Lamunanku pecah saat tiba-tiba kilat
menyeruat menampakkan kejutan, seketika langit benderang dan redup lagi. Selang
beberapa saat, suara petir mulai menggelegar memekakkan telinga. Disusul
jatuhnya setetes air beserta kawannya yang kian banyak dan lebat. Rupanya hujan
telah turun.
Aku merapatkan jaket yang membalut
tubuhku. Saat kurasa separuh pori-pori kulitku tertutup menyimpan hangatnya
suhu tubuh agar tidak terkontaminasi dengan udara dingin. Hujan kian lebat,
hingga jarak pandangku tak lebih dari lima
belas meter. Kulihat, jalanan di depan rumah yang mulai tergenang air hujan.

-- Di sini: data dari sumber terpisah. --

PR #3432, opened 2026-06-17
feat: remember last results view in localStorage

### LINKED ISSUE #483: Remember last selection of Summary/Responses tab on refresh
Related to Add summary response visualization #460

In the "Responses" view there’s soon 2 tabs: Summary and individual Responses. The default tab is "Summary", but it might be nice to remember the last open tab possibly per-form, as this will be useful for small surveys where you want individual replies?

What do you think @jotoeri @skjnldsv?

Chartman123:
This implements #483 by storing the last used results view to localStorage. Values are stored per form per user, values for forms that are no longer available to the user will be removed upon loading forms.

## 🤖 AI (if applicable)

### DIFF
--- a/src/views/Results.vue
+++ b/src/views/Results.vue
@@ -498,6 +498,7 @@ export default {
 		// Reload results when form changes
 		async hash() {
 			await this.fetchFullForm(this.form.id)
+			this.loadActiveResponseViewFromLocalStorage()
 			this.loadFormResults()
 			SetWindowTitle(this.formTitle)
 		},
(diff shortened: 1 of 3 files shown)


jancborchardt (approved):
Very nice! All works correctly, either when refreshing the page, or navigating between the different View/Edit/Results tabs.

One detail:
The focus is initially always on "Summary", so there is a brief flash of blue over there until it switches to "Responses". Is it possible to have an "indeterminate" state so that until we know which one is selected, none will be visually highlighted?

jancborchardt:
And alternatively – @Chartman123 does it make sense to also add this part of the path at the end of the URL? Then you can specifically bookmark it too, for opening on other devices.

Chartman123:
> And alternatively – @Chartman123 does it make sense to also add this part of the path at the end of the URL? Then you can specifically bookmark it too, for opening on other devices.

Yes, that's what I already thought about too :)

> Is it possible to have an "indeterminate" state so that until we know which one is selected, none will be visually highlighted?

I'll have another look at it.

Thanks for the review! 👍🏻

Chartman123:
@jancborchardt updated the code so that the current results view is also reflected in a query param ~~(`?summary` or `?responses`)~~ (`?view=summary` or `view=responses`)

src/views/Results.vue
```diff
@@ -521,15 +528,183 @@ export default {
...
+			}
+
+			try {
+				await this.$router.push({
+					name: 'results',
+					params: {
+						hash: this.form.hash,
+					},
+					query: {
+						[view.id]: null,
```
samin-z: its better to use empty string instead of null for query params: "[view.id]: '' " to match test expectations ("?summary" and not "?summary = null").

src/views/Results.vue
```diff
@@ -379,7 +380,7 @@ export default {
 
 	data() {
 		return {
-			activeResponseView: responseViews[0],
+			activeResponseView: {},
```
samin-z: this is an empty object, when it check newView?.id it returns 'undefined' while the object exist but no 'id' property exist.
its better to have 'activeResponseView: null', then set it in 'beforeMount()' through 'await this.syncActiveResponseViewFromRoute()'.

samin-z (approved):

PR #3492, opened 2026-07-14
fix: improve user validation on file question type

samin-z:
when submitting the form where question type if file, check with token and question id if the same user who uploaded the file is submitting it.


Chartman123 (approved):
Looks good, just one little comment: please also update the documentation in https://github.com/nextcloud/forms/blob/main/docs/API_v3.md#upload-a-file

samin-z:
thank you @Chartman123 
ill fix the pipelines and then update the documentation

PR #3494, opened 2026-07-14
fix: remove invalid characters constant and use filename validator for sanitization

### LINKED ISSUE #3458: Upload failed with period at the end of the question
File upload fails if there is a period at the end of the question and Windows file name compatibility is enabled.

**To Reproduce**

1. Enable Windows compatible filenames. (`/settings/admin`)
2. Create a new form with a file upload field. Name it for example: `Upload a file.` Period is important!
3. Try to upload a file: Internal Server Error (The folder cannot be found.)

**Expected behavior**

Upload Successful.

**Nextcloud:**

- Nextcloud-Version: 33.0.6
- Forms-Version: 5.3.2

Chartman123:
This fixes #3458. Now that we're at min version 32, we can use `sanitizeFilename()` from `OCP\Files\IFilenameValidator` to cleanup the names of uploaded files.

### DIFF
--- a/lib/Constants.php
+++ b/lib/Constants.php
@@ -229,19 +229,6 @@ class Constants {
 		self::ANSWER_GRID_TYPE_RADIO,
 	];
 
-	public const FILENAME_INVALID_CHARS = [
-		"\n",
-		'/',
-		'\\',
-		':',
-		'*',
-		'?',
-		'"',
-		'<',
-		'>',
-		'|',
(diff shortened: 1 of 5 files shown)


Koc (approved):
It seems like tests require adjustment

Chartman123:
> It seems like tests require adjustment

They're taking like forever to run today... 🙈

Aku menghirup dalam-dalam aroma khas yang timbul saat hujan mulai merebak
memasuki rongga hidungku. Segar.
Aku mendongak saat tiba-tiba pria
bertubuh tegap berdiri tepat di hadapanku. Ia menorehkan sebuah senyuman
untukku. Sungguh menawan! Aku membalas senyumnya hangat.
“Sayang, ayo masuk… aku tak mau kamu
sakit,” tuturnya lembut seraya melingkarkan kedua tangannya ke pinggangku.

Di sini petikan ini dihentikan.